**Task to carry out**
Search the entries for the word "have". Copy each line in which it is found.

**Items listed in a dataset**

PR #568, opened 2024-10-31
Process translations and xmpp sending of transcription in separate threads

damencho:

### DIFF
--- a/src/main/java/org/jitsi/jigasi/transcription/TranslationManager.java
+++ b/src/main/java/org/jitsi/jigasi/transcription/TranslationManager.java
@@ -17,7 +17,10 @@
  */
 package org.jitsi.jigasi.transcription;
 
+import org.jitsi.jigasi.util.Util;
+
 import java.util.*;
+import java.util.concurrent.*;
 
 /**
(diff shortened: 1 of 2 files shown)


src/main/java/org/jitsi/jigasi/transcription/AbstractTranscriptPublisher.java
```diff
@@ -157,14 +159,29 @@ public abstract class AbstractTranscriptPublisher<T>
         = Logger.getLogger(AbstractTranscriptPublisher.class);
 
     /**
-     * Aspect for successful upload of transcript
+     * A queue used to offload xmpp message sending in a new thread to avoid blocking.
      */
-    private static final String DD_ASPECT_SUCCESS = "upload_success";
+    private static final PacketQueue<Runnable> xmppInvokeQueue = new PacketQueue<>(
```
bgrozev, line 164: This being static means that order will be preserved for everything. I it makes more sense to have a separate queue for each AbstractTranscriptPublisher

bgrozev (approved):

==

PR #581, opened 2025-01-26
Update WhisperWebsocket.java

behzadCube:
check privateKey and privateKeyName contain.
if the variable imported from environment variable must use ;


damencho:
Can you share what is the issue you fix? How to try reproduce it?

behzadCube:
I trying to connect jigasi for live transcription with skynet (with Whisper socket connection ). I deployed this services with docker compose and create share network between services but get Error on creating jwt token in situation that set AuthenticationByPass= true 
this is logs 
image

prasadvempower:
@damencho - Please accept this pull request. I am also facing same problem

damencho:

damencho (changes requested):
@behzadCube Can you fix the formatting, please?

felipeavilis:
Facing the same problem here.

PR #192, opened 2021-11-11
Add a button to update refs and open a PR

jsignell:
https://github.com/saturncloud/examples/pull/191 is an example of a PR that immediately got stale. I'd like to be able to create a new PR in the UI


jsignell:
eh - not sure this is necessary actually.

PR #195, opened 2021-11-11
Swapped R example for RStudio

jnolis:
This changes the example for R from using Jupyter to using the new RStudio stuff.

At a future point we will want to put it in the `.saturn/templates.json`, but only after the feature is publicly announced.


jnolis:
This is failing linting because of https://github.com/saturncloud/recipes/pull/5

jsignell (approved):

...

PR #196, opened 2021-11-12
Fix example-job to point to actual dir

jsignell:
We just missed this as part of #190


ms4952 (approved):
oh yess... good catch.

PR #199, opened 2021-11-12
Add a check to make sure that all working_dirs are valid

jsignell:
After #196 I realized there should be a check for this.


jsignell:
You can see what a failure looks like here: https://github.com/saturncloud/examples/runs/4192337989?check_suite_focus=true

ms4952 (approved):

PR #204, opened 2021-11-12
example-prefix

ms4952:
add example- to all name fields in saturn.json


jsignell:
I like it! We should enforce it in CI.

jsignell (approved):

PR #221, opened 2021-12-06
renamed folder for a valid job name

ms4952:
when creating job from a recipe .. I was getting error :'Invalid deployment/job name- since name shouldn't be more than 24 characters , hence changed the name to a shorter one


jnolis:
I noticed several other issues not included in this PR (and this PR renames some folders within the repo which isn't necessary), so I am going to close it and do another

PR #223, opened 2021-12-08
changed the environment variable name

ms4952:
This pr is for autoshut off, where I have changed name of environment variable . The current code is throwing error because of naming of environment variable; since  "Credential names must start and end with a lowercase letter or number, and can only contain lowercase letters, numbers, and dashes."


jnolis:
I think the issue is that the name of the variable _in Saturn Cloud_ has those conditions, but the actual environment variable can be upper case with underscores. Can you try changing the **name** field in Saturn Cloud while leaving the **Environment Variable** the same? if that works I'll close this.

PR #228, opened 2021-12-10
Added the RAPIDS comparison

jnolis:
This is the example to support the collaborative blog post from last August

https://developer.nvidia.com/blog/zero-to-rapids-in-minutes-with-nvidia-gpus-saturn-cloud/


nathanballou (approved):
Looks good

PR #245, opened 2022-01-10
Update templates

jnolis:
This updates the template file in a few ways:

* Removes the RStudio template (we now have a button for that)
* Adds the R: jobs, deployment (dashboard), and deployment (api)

**Solution to this exercise**
bgrozev, line 164: This being static means that order will be preserved for everything. I it makes more sense to have a separate queue for each AbstractTranscriptPublisher
This pr is for autoshut off, where I have changed name of environment variable . The current code is throwing error because of naming of environment variable; since  "Credential names must start and end with a lowercase letter or number, and can only contain lowercase letters, numbers, and dashes."
* Removes the RStudio template (we now have a button for that)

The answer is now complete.